> _EXERCISE DESCRIPTION_
Using the listing below, please gather every line containing the word "files".

> _DATA RECORDS_
============================================================
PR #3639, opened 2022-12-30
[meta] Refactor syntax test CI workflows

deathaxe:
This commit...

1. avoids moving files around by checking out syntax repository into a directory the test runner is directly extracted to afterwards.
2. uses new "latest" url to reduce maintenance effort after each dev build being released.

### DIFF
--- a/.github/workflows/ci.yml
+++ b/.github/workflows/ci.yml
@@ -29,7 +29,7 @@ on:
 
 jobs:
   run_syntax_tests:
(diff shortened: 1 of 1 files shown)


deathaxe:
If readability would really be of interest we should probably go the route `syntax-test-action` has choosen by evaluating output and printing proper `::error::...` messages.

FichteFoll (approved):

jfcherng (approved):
============================================================
> _YOUR RESPONSE_
1. avoids moving files around by checking out syntax repository into a directory the test runner is directly extracted to afterwards.
(diff shortened: 1 of 1 files shown)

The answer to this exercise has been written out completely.